PR #514, opened 2018-01-11
Add Iterant.takeWhileWithIndex

### LINKED ISSUE #497: Add Iterant.takeWhileWithIndex
Similar with [issue #496](https://github.com/monix/monix/issues/496) we need a `takeWhileWithIndex` on `Iterant` that takes elements for as long as the given predicate returns `true`:

```scala
  // ...
  def takeWhileWithIndex(p: (A, Int) => Boolean)(implicit F: Sync[F]): Iterant[F, A]
}
```

The implementation should be very similar actually.

greenhat:
Fixes #497.

### DIFF
--- a/monix-tail/shared/src/main/scala/monix/tail/Iterant.scala
+++ b/monix-tail/shared/src/main/scala/monix/tail/Iterant.scala
@@ -1392,6 +1392,24 @@ sealed abstract class Iterant[F[_], A] extends Product with Serializable {
   final def takeWhile(p: A => Boolean)(implicit F: Sync[F]): Iterant[F, A] =
     IterantTakeWhile(self, p)(F)
 
+  /** Takes longest prefix of elements zipped with their indices that satisfy the given predicate
+    * and returns a new iterant that emits those elements.
+    *
+    * Example: {{{
+    *   // Yields 1, 2
+    *   Iterant[Task].of(1, 2, 3, 4, 5, 6).takeWhile((_, idx) => idx < 2)
+    * }}}
+    *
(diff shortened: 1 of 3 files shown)


greenhat:
I'm done. Let me know if I missed something.

monix-tail/shared/src/main/scala/monix/tail/Iterant.scala
```diff
@@ -1392,6 +1392,24 @@ sealed abstract class Iterant[F[_], A] extends Product with Serializable {
   final def takeWhile(p: A => Boolean)(implicit F: Sync[F]): Iterant[F, A] =
     IterantTakeWhile(self, p)(F)
 
+  /** Takes longest prefix of elements zipped with their indices that satisfy the given predicate
+    * and returns a new iterant that emits those elements.
+    *
+    * Example: {{{
+    *   // Yields 1, 2
+    *   Iterant[Task].of(1, 2, 3, 4, 5, 6).takeWhile((_, idx) => idx != 2)
```
alexandru: An, just one very small issue with this sample, you got the name wrong: `takeWhile` => `takeWhileWithIndex`

😀

greenhat: @alexandru Thanks for spotting this one, Alexandru! I was so obsessed to come up with a good example that I missed it. Fixed.

alexandru:
@greenhat I forgot; please add yourself to the `AUTHORS` file. It doesn't have to be in this PR — I'll merge this one once it turns green to get it out of the way.

PR #518, opened 2018-01-12
Add Iterant[Task].intervalAtFixedRate builder

### LINKED ISSUE #516: Add Iterant[Task].intervalAtFixedRate
For `Observable` we have:

No 1 — `Observable.intervalWithFixedDelay` — generates ticks with a fixed delay between them, such that when you have something like this ...

```scala
Observable.intervalWithFixedDelay(5.seconds).mapTask { _ =>
  Task.eval(println("tick")).delayExecution(3.seconds)
}
```

This logic will print `"tick"` every 8 seconds, because the source gets back-pressured and the delay is fixed.

No 2 — `Observable.intervalAtFixedRate` — generates ticks at a fixed rate, like the above but *substracts* the time it took for the consumer to consume the tasks, trying to keep the spacing between the starts fixed:

```scala
Observable.intervalAtFixedRate(5.seconds).mapTask { _ =>
  Task.eval(println("tick")).delayExecution(3.seconds)
}
```

This piece of logic will print `"tick"` every 5 seconds, because the 3 seconds it takes for those tasks to execute is taken into account and subtracted from the 5 seconds period.

## Your Task, Should You Choose to Accept It

We already have [Iterant.intervalWithFixedDelay](https://github.com/monix/monix/blob/v3.0.0-M3/monix-tail/shared/src/main/scala/monix/tail/internal/IterantIntervalWithFixedDelay.scala) implementated.

We need `intervalAtFixedRate` with the same contract as for `Observable`. 

Lets note the duration of the downstream tasks (the `rest` task at each step) with `taskDuration`.
The contract is:

1. if `taskDuration <= period` then the delay is `period - taskDuration`
2. if `taskDuration > period` then the delay is zero
3. obviously two tasks cannot run in parallel, so the actual tick can take longer than the specified period, but that's fine, it's the same contract as on `Observable`

You can also checkout [IntervalFixedRateObservable](https://github.com/monix/monix/blob/v3.0.0-M3/monix-reactive/shared/src/main/scala/monix/reactive/internal/builders/IntervalFixedRateObservable.scala) for inspiration.

## Other Considerations

The implementation is specialized for `Task` because with `Task` we can express `.delayExecution` without any `ExecutionContext` or `Scheduler` needed in scope.

This is OK for now, subject to change in the future.

Good luck 😀

oleg-py:
Closes #516

I hope I got this right.


alexandru:
Looks good 👍

PR #523, opened 2018-01-13
Add Iterant.scanMap

### LINKED ISSUE #519: Add Iterant.scanMap
As described in #449 for `Observable`, we also need a new `Iterant` op:

```scala
def scanMap[B](f: A => B)(implicit F: Sync[F], B: Monoid[B]): Iterant[F, B]
```

Note this can be expressed in terms of the existing `scan`.

Avasil:
Fixes #519.


monix-tail/shared/src/main/scala/monix/tail/Iterant.scala
```diff
@@ -1656,6 +1656,51 @@ sealed abstract class Iterant[F[_], A] extends Product with Serializable {
   final def scanEval[S](seed: F[S])(op: (S, A) => F[S])(implicit F: Sync[F]): Iterant[F, S] =
     IterantScanEval(self, seed, op)
 
+  /** Applies implicitly available `Monoid[B]` to combine elements using
+    * `Monoid[B]` identity value as the initial state and map every incoming
+    * element of this `Iterant` with provided function f: A => B.
```
alexandru: There's no "identity value" in Monoid, that value is called "empty" or "zero" (depending on the implementation).

Also the provided example defines a `Monoid` instance on the fly. That's not how this function will get used because people don't define `Monoid` instances on the fly like that — usually `Monoid` instances are attached to data types, with tests integrated with `cats-laws`, etc. What makes a `Monoid` a `Monoid` isn't only the interface, but the laws as well, which makes monoid instances expensive. So users that don't have a `Monoid[B]` instance already will probably not use this function.

I would say something like this:
```
Given a mapping function that returns a `B` type for which we have 
a [[cats.Monoid]] instance, returns a new stream that folds the incoming
elements of the sources using the provided `Monoid.combine`, with the
initial seed being the `Monoid.empty` value, emitting the generated values
at each step.

Equivalent with [[scan]] applied with the given [[cats.Monoid]], so given 
our `f` mapping function returns a `B`, this law holds:
{{{
  val B = implicitly[Monoid[B]]

  stream.scanMap(f) <-> stream.scan(B.empty)(B.combine)
}}}

Example:
{{{
  // Yields 2, 6, 12, 20, 30, 42
  Iterant[Task].of(1, 2, 3, 4, 5, 6).scanMap(x => x * 2)
}}}
```

Yeah, docs are harder than code 😛

monix-tail/shared/src/test/scala/monix/tail/IterantScanMapSuite.scala
```diff
@@ -0,0 +1,93 @@
...
+        .collect { case Current(a, _) => a }
+
+      fa.toListL <-> source.take(10).toListL.map(_.take(9))
+    }
+  }
+
+  test("Iterant.scanMap equivalence to Iterant.scan") { implicit s =>
+    check1 { (source: Iterant[Coeval, Int]) =>
+
+      val scanned1 = source.scanMap(Current(_, 1): State[Int])
```
alexandru: I also think these tests are too complicated, because we just defer to `scan`.

So the only test we need is this `scanMap equivalence to scan`  and IMO you can just operate with `Int` instead of defining that `State`.

`scan` needs more complicated tests like this one, but not `scanMap`.

monix-tail/shared/src/main/scala/monix/tail/Iterant.scala
Avasil: Regarding "identity value" - I see it often (maybe more in Haskell) but good point anyway because it might only confuse people. 

I've changed docs according to your suggestion. :)

Avasil:
@alexandru Done!

PR #524, opened 2018-01-14
Add Iterant.interleave

### LINKED ISSUE #498: Add Iterant.interleave
Need an `Iterant` op that interleaves the elements of 2 streams into a strictly alternating sequence.

For `Iterant` it should be similar with `zip`, an operation that proved a little challenging but doable, see [IterantZipMap](https://github.com/monix/monix/blob/v3.0.0-M3/monix-tail/shared/src/main/scala/monix/tail/internal/IterantZipMap.scala).

```scala
  def interleave[B](rhs: Iterant[F, A])(implicit F: Sync[F]): Iterant[F, A]
}
```

greenhat:
Closes #498.

### DIFF
--- a/monix-tail/shared/src/main/scala/monix/tail/internal/IterantInterleave.scala
+++ b/monix-tail/shared/src/main/scala/monix/tail/internal/IterantInterleave.scala
@@ -1,0 +1,28 @@
+/*
+ * Copyright (c) 2014-2018 by The Monix Project Developers.
+ * See the project homepage at: https://monix.io
+ *
+ * Licensed under the Apache License, Version 2.0 (the "License");
+ * you may not use this file except in compliance with the License.
+ * You may obtain a copy of the License at
+ *
+ *     http://www.apache.org/licenses/LICENSE-2.0
+ *
+ * Unless required by applicable law or agreed to in writing, software
+ * distributed under the License is distributed on an "AS IS" BASIS,
+ * WITHOUT WARRANTIES OR CONDITIONS OF ANY KIND, either express or implied.
+ * See the License for the specific language governing permissions and
+ * limitations under the License.
+ */
+
+package monix.tail.internal
+
+import cats.effect.Sync
+import monix.tail.Iterant
+
+
+private[tail] object IterantInterleave {
+  def apply[F[_], A, B >: A](lh: Iterant[F, A], rh: Iterant[F, B]) (implicit F: Sync[F]): Iterant[F, B] = {
+    rh
+  }
+}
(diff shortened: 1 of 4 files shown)


monix-tail/shared/src/main/scala/monix/tail/internal/IterantInterleave.scala
```diff
@@ -0,0 +1,28 @@
...
+ */
+
+package monix.tail.internal
+
+import cats.effect.Sync
+import monix.tail.Iterant
+
+
+private[tail] object IterantInterleave {
+  def apply[F[_], A, B >: A](lh: Iterant[F, A], rh: Iterant[F, B]) (implicit F: Sync[F]): Iterant[F, B] = {
```
alexandru: Just a small comment — you don't need the subtyping relationship to avoid covariance issues here, i.e. you don't need a `B` type parameter.

alexandru: Or in other words, it's OK to have it on the method in `Iterant`, but not on this function here.

greenhat: @alexandru If I remove `B` in `apply`:
```
def apply[F[_], A](lh: Iterant[F, A], rh: Iterant[F, A]) (implicit F: Sync[F]): Iterant[F, A]
```
I get error:
```
[error] monix/monix-tail/shared/src/main/scala/monix/tail/Iterant.scala:1528:23: type mismatch;
[error]  found   : monix.tail.Iterant[F,A]
[error]  required: monix.tail.Iterant[F,B]
[error] Note: A <: B, but class Iterant is invariant in type A.
[error] You may wish to define A as +A instead. (SLS 4.5)
[error]     IterantInterleave(self, rhs)(F)
[error]                       ^
```
Do you want to remove `B` from `Iterant.interleave`?

alexandru: Ah, true, `Iterant` is invariant for now as a design decision having to do with covariance not mixing well with higher kinds, but you can use `self.upcast[B]` in that call.

greenhat: @alexandru Thanks! Done. I saw `upcast` but did not think of using it here.

greenhat:
@alexandru I'm done.

alexandru:
Thanks @greenhat, will review this soon — it has many branches and I have to pay attention 😀 tonight or tomorrow.

alexandru:
Looking good @greenhat, merged!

────────────────────────────────────────

Look above for the line holding "with the same" and the line holding "3. obviously two". Retype both, and every line between them, word for word and nothing else.

We need `intervalAtFixedRate` with the same contract as for `Observable`. 

Lets note the duration of the downstream tasks (the `rest` task at each step) with `taskDuration`.
The contract is:

1. if `taskDuration <= period` then the delay is `period - taskDuration`
2. if `taskDuration > period` then the delay is zero
3. obviously two tasks cannot run in parallel, so the actual tick can take longer than the specified period, but that's fine, it's the same contract as on `Observable`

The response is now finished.